Every vector space has exactly one zero vector, and in $P_n$, that zero vector is the zero polynomial.

Summary

A vector space is a set of objects with addition and scalar multiplication satisfying ten axioms. The abstraction allows us to apply the same techniques to arrows, polynomials, matrices, functions, and more.
Important examples of vector spaces include $\mathbb{R}^n$ (n-tuples), $P_n$ (polynomials of degree at most $n$), $M_{m \times n}$ (matrices), and function spaces.
A subspace is a subset of a vector space that is itself a vector space. To verify a subspace, check closure under addition and closure under scalar multiplication. Every subspace contains the zero vector.

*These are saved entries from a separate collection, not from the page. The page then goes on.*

PR #3139, opened 2026-04-14
feat(stop): summarize interrupted tasks for resume

### LINKED ISSUE #3027: [Feature Request] Agent Checkpointing & Resume for Long-Running Loops
**Problem**

When a long-running agent loop pivots in an unwanted direction, users must choose between stopping (losing all progress) or continuing blindly. There's no way to intervene without discarding prior work.

Example from logs:
`
2026-04-11 01:40:30.673| DEBUG | nanobot.agent.loop:after_iteration:105 - LLM usage: prompt=31954 completion=335 cached=31808
`
At iter 105, killing the process erases all meaningful prior progress.

**Proposed Solution**

A two-part system:

| Component | Description |
|---|---|
| **Local session logging** | Persist all tool calls, observations, and nanobot's own messages to a local log file during each iteration loop |
| **LLM-based log extraction** | On `/stop`, automatically run an LLM pass over the session log + nanobot's last outgoing messages to produce a structured context summary |
| **Auto-inject on resume** | When a new loop starts after a `/stop`, prepend the extracted summary as context so nanobot understands what it did, what changed, and what was interrupted |

**Why LLM extraction over raw logs?**

Raw logs are too verbose to inject as context directly. An LLM summarisation step compresses the session into the most relevant signal — completed steps, side effects, and the last known state — making the resume prompt efficient and accurate.

yeyitech:
## Summary
- capture a one-shot interrupted-task summary when `/stop` cancels an active turn
- restore the raw checkpoint immediately, then inject the summary on the next turn via runtime context
- add resume-summary persistence tests plus `/stop` recovery coverage

## Testing
- ./.venv312/bin/python -m pytest tests/agent/test_loop_save_turn.py tests/agent/test_auto_compact.py -q
- ./.venv312/bin/python -m pytest tests/agent/test_unified_session.py -q
- ./.venv312/bin/ruff check nanobot/agent/autocompact.py nanobot/agent/memory.py nanobot/agent/loop.py nanobot/command/builtin.py tests/agent/test_auto_compact.py tests/agent/test_loop_save_turn.py --select I,F

Closes #3027

### DIFF
--- a/nanobot/agent/autocompact.py
+++ b/nanobot/agent/autocompact.py
@@ -7,6 +7,7 @@ from datetime import datetime
 from typing import TYPE_CHECKING, Any, Callable, Coroutine
 
 from loguru import logger
+
 from nanobot.session.manager import Session, SessionManager
 
 if TYPE_CHECKING:
@@ -15,6 +16,8 @@ if TYPE_CHECKING:
 
 class AutoCompact:
     _RECENT_SUFFIX_MESSAGES = 8
+    _LAST_SUMMARY_KEY = "_last_summary"
+    _RESUME_SUMMARY_KEY = "_resume_summary"
 
     def __init__(self, sessions: SessionManager, consolidator: Consolidator,
                  session_ttl_minutes: int = 0):
@@ -23,6 +26,7 @@ class AutoCompact:
         self._ttl = session_ttl_minutes
         self._archiving: set[str] = set()
         self._summaries: dict[str, tuple[str, datetime]] = {}
+        self._resume_summaries: dict[str, str] = {}
 
     def _is_expired(self, ts: datetime | str | None,
                     now: datetime | None = None) -> bool:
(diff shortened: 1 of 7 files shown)


Re-bin:
Thanks for digging into this.

After tracing through the code, I think the premise of #3027 is no longer accurate: `/stop` already preserves full context. `_RUNTIME_CHECKPOINT_KEY` + `_PENDING_USER_TURN_KEY` in `nanobot/agent/loop.py` persist the user message, the in-flight assistant reply, completed tool results, and pending tool calls (marked as interrupted). On the next turn, `_restore_runtime_checkpoint` materializes all of that back into `session.messages`, so the LLM resumes with the raw evidence — not a lossy summary.

Given that, the LLM-summary layer this PR adds sits on top of already-restored raw history. The trade-off isn't favorable:

- every `/stop` now blocks on an extra LLM call before returning
- each `/stop` incurs a full-history summarization cost
- the next-turn prompt carries both the raw restored history *and* a summary block derived from the same data
- ~400 lines + new template + fallback path + consume logic, for behavior the runtime checkpoint already covers

The implementation itself is clean and the tests are solid — this isn't a code-quality call. I just don't think the feature pulls its weight against the existing checkpoint mechanism.

Going to close this and #3027. If you hit a concrete case where the raw checkpoint restore isn't enough (e.g., turn too long to fit back into context), happy to revisit as a much narrower PR — probably a targeted trim rather than a full summary pass.

Appreciate the careful work here.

The null space of a matrix $A$ is the set of solutions to $A\vec{x} = \vec{0}$. It is always a subspace of the domain.
The column space of a matrix $A$ is the span of its columns, which equals the set of all possible outputs $A\vec{x}$. It tells you which systems $A\vec{x} = \vec{b}$ are consistent.
The row space of a matrix $A$ is the span of its rows. Row operations preserve the row space.
The span of a set of vectors is the set of all linear combinations. It is always a subspace and represents the smallest subspace containing those vectors.
Sets that do not pass through the origin (like lines $y = x + 1$ or planes $x + y + z = 1$) are never subspaces.
Vector spaces appear throughout mathematics, physics, and engineering, from differential equations to signal processing to quantum mechanics. The abstract framework provides powerful tools that work across all these applications.